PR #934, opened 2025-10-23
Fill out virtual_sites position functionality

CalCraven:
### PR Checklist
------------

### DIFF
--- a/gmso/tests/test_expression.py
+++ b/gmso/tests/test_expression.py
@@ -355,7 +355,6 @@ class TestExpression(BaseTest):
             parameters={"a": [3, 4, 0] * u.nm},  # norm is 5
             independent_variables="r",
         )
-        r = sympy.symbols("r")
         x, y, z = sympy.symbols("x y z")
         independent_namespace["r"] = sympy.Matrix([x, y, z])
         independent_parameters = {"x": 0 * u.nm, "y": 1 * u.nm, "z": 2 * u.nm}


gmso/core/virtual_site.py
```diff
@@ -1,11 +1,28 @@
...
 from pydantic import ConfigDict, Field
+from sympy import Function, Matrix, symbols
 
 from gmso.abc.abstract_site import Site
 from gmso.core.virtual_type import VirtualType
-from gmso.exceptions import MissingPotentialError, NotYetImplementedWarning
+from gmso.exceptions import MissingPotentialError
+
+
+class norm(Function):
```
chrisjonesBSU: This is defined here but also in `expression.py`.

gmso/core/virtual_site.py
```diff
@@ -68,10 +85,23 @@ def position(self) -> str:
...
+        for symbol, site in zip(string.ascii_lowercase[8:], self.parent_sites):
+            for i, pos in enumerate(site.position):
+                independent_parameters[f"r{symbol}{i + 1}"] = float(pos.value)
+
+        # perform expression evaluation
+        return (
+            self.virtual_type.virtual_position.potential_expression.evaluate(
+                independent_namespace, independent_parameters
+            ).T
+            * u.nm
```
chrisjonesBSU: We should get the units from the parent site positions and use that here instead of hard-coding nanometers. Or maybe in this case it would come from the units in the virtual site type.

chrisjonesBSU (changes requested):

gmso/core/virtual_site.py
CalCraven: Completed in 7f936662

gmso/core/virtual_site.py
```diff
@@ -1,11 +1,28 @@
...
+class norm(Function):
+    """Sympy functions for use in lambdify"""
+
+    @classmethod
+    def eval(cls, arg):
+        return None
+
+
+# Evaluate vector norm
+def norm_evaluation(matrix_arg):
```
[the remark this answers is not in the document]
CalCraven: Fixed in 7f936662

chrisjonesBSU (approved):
========================================================================
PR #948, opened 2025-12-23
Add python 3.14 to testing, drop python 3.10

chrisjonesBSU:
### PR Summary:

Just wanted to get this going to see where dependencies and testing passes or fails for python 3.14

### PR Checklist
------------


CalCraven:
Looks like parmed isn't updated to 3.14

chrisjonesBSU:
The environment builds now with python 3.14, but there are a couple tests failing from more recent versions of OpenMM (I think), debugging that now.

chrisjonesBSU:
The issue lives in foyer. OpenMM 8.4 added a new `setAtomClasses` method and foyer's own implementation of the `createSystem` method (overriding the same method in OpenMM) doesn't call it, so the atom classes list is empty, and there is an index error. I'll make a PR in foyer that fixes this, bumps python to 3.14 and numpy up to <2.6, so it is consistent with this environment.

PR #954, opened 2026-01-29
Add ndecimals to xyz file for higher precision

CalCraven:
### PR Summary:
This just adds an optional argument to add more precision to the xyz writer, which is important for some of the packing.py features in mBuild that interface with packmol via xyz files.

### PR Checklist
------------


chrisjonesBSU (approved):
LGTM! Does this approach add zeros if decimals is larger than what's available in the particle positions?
========================================================================
→ Exercise
Pull out each line of the entries that contains "symbols".

→ Result of this task
-        r = sympy.symbols("r")
         x, y, z = sympy.symbols("x y z")
+from sympy import Function, Matrix, symbols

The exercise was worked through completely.